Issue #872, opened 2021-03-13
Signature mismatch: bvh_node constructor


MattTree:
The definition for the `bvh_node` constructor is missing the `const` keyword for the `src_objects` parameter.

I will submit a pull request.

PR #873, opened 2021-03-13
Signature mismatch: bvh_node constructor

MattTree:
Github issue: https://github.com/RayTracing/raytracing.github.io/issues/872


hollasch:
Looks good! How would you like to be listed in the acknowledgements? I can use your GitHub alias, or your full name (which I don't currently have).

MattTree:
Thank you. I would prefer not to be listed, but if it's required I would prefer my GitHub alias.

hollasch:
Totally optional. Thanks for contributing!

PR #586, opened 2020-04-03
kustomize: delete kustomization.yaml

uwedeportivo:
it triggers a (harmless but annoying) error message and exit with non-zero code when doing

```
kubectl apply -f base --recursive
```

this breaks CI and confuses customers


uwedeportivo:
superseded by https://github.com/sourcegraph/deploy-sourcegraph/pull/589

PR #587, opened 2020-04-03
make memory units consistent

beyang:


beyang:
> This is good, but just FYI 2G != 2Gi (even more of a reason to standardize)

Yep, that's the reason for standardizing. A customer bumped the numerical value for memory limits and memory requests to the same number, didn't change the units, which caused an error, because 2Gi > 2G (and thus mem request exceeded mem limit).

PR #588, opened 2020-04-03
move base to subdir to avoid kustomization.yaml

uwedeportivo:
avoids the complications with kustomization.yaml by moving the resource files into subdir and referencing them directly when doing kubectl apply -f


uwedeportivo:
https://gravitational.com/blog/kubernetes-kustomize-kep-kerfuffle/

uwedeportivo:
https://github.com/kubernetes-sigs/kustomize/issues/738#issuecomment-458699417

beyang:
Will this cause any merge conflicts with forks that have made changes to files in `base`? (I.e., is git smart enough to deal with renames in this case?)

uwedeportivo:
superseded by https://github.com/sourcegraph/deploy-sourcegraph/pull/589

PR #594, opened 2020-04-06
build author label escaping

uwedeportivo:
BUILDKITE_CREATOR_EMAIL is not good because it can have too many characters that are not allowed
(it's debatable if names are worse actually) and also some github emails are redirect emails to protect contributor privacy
--*--
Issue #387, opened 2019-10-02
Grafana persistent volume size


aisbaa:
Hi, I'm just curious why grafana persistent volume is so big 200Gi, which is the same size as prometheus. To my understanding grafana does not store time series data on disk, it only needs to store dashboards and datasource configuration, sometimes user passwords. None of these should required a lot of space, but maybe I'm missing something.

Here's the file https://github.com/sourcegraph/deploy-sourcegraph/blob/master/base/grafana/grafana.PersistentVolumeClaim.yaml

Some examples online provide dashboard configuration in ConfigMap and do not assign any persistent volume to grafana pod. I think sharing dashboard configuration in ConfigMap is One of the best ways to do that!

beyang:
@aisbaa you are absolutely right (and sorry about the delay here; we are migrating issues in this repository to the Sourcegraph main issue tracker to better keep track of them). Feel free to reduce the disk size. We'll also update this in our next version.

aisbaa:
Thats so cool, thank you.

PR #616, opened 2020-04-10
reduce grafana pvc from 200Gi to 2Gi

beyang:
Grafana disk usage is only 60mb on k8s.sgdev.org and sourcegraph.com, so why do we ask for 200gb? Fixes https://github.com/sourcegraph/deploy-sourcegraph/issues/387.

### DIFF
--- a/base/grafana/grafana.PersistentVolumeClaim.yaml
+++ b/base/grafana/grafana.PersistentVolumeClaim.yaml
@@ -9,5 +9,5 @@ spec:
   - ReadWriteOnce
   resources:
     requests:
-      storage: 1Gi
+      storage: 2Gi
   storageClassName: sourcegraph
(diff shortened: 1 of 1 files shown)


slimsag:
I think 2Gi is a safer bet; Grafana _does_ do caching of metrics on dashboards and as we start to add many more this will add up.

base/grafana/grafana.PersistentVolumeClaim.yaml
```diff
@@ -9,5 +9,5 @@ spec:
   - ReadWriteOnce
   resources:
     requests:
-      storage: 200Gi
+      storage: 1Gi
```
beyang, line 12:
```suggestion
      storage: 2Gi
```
--*--
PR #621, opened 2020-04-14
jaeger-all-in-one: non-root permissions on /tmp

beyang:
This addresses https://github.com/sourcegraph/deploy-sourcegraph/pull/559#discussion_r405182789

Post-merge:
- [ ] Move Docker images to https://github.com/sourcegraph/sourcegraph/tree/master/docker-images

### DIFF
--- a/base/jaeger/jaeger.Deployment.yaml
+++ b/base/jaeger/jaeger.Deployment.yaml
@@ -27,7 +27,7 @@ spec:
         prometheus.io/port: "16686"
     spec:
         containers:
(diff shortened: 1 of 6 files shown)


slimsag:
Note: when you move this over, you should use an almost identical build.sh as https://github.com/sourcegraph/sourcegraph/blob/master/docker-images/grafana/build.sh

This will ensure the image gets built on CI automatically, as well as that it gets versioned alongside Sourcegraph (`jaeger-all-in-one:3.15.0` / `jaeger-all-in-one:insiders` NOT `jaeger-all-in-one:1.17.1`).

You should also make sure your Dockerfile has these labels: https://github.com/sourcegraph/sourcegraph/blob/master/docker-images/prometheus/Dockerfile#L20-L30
--*--
Wherever the word "dashboards" occurs in the data above, copy the line it sits in.

--- OUTPUT ---
Hi, I'm just curious why grafana persistent volume is so big 200Gi, which is the same size as prometheus. To my understanding grafana does not store time series data on disk, it only needs to store dashboards and datasource configuration, sometimes user passwords. None of these should required a lot of space, but maybe I'm missing something.
I think 2Gi is a safer bet; Grafana _does_ do caching of metrics on dashboards and as we start to add many more this will add up.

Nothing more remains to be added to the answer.